Extracted data entries
----------------

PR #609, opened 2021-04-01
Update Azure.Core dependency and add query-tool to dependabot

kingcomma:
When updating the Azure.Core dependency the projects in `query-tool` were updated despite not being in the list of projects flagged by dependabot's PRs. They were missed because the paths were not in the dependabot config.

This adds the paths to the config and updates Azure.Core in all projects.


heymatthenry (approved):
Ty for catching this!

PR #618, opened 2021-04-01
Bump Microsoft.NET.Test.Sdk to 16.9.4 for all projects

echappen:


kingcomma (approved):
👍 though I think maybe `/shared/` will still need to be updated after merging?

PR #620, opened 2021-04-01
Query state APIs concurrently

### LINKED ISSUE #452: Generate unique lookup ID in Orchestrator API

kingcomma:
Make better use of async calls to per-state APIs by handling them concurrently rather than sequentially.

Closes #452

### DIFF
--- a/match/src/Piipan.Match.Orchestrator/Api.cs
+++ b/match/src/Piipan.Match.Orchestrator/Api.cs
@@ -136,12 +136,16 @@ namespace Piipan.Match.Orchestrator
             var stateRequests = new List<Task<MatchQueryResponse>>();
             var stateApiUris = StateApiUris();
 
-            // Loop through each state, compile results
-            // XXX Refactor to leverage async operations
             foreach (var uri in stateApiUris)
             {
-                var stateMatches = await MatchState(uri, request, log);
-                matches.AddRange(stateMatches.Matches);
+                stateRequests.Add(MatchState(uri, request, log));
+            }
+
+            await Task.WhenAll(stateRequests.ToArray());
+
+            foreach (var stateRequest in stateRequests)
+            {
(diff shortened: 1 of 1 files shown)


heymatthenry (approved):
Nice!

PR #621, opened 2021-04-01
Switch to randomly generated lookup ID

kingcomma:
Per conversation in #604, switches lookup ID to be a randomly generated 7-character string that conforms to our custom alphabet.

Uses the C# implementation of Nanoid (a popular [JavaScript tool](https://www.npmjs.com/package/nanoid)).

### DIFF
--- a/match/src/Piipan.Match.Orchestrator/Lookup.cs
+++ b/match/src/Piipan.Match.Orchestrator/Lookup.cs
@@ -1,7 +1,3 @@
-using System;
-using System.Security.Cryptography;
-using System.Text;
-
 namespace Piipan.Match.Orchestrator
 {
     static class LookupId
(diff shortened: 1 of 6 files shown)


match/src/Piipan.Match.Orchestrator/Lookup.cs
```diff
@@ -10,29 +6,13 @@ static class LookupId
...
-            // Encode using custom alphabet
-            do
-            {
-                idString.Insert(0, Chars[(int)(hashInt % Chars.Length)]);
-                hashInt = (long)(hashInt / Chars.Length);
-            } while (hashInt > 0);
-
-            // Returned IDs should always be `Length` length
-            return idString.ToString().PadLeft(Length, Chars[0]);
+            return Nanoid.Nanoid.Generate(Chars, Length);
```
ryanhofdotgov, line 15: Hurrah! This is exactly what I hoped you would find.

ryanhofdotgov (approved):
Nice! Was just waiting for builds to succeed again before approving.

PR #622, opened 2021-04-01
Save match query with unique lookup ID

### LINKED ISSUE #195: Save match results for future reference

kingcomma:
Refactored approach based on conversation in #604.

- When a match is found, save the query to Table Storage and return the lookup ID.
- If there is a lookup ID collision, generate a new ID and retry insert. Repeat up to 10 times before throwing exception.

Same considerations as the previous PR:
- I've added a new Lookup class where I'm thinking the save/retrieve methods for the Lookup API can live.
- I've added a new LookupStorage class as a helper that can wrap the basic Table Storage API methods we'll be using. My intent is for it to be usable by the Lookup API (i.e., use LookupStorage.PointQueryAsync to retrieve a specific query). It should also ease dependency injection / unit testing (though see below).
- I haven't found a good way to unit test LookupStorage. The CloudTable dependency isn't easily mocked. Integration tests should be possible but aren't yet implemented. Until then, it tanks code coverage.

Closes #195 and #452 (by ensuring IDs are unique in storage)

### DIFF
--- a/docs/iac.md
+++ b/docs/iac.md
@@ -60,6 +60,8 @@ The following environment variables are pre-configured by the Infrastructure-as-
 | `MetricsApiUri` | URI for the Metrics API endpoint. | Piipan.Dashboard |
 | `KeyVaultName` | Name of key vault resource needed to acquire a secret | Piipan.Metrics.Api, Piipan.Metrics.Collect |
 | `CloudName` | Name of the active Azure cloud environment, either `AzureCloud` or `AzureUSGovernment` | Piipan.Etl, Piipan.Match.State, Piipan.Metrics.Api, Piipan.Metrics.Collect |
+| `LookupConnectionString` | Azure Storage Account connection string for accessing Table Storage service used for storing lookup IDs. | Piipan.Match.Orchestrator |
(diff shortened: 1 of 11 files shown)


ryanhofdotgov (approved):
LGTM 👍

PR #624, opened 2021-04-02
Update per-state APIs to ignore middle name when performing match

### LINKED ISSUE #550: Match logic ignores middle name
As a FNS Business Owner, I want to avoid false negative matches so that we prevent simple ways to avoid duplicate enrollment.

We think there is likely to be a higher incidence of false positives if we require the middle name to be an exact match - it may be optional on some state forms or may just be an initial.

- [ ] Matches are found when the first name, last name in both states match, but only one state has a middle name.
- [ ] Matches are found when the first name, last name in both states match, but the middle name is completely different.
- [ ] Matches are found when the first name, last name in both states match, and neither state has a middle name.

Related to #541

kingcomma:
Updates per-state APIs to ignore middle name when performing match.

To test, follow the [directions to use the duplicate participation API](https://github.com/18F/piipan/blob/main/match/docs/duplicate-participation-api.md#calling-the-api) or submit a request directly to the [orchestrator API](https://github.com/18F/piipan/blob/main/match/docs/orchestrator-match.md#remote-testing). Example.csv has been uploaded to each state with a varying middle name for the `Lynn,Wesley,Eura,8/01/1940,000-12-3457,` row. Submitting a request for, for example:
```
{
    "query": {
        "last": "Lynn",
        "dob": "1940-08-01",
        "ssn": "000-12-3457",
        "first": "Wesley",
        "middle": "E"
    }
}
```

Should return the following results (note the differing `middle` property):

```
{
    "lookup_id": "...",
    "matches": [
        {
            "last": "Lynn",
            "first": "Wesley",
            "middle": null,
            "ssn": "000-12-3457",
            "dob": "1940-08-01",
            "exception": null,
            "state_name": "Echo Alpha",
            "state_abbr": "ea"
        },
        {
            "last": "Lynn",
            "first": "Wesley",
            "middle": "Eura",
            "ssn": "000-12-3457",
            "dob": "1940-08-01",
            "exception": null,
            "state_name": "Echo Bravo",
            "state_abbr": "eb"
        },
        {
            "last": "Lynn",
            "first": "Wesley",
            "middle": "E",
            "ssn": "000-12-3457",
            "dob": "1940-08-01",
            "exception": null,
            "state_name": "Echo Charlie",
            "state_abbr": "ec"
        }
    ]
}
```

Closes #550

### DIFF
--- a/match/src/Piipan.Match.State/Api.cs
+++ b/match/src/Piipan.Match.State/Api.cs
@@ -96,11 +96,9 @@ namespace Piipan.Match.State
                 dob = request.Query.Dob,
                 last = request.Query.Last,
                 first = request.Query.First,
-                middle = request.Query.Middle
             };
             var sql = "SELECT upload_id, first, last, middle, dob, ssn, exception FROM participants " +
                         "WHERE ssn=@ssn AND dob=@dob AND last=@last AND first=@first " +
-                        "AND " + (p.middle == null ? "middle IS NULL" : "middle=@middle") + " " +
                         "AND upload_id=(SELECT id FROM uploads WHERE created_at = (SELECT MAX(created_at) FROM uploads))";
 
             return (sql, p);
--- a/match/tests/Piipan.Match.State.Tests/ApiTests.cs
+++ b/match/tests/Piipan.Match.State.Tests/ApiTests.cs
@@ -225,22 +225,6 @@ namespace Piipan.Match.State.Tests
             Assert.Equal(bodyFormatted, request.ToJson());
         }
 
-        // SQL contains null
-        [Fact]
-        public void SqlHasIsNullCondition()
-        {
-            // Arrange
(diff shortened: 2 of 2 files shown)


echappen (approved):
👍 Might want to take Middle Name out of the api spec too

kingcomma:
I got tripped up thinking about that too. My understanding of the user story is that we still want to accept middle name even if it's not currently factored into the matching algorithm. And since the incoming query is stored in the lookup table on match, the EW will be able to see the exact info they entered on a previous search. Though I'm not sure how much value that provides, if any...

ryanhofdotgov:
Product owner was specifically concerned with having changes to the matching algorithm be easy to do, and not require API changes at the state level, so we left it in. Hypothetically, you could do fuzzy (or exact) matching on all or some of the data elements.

----------------

__ASSIGNED TASK__:
Every line in the data above that contains "System" needs to be copied.

__SOLUTION TO THIS PROBLEM__:
-using System;
-using System.Security.Cryptography;
-using System.Text;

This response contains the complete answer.